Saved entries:

PR #1514, opened 2026-04-12
fix(history): raise get_conversation_history text limit from 500 to 4000 chars (#1106)

### LINKED ISSUE #1106: get_conversation_history truncates long message content
## Bug

`get_conversation_history` truncates long message content, displaying it with a trailing `...` instead of the full text.

## Observed behavior

When a user sends a long string (e.g., a JWT bearer token ~600 chars), reading it back via `get_conversation_history` returns a truncated version ending in `...`. The message was received in full by Telegram — the truncation happens in the history storage or retrieval layer.

## Impact

Lobster cannot reliably read back long values (tokens, long URLs, base64 blobs) from history. In this case, a Hardcover API token was unreadable from history, requiring the user to resend it.

## Steps to reproduce

1. Have a user send a message containing a string > ~300 characters (e.g., a JWT token)
2. Call `get_conversation_history` and observe the returned content for that message
3. Content will be truncated with `...`

## Expected behavior

Full message content should be returned from `get_conversation_history`, or at minimum a `truncated: true` flag should be set so Lobster knows to ask the user to resend.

Task requirements: Check each line of the data above for the word "truncated" and say how many lines contain it, giving nothing besides the number.

Your response: 3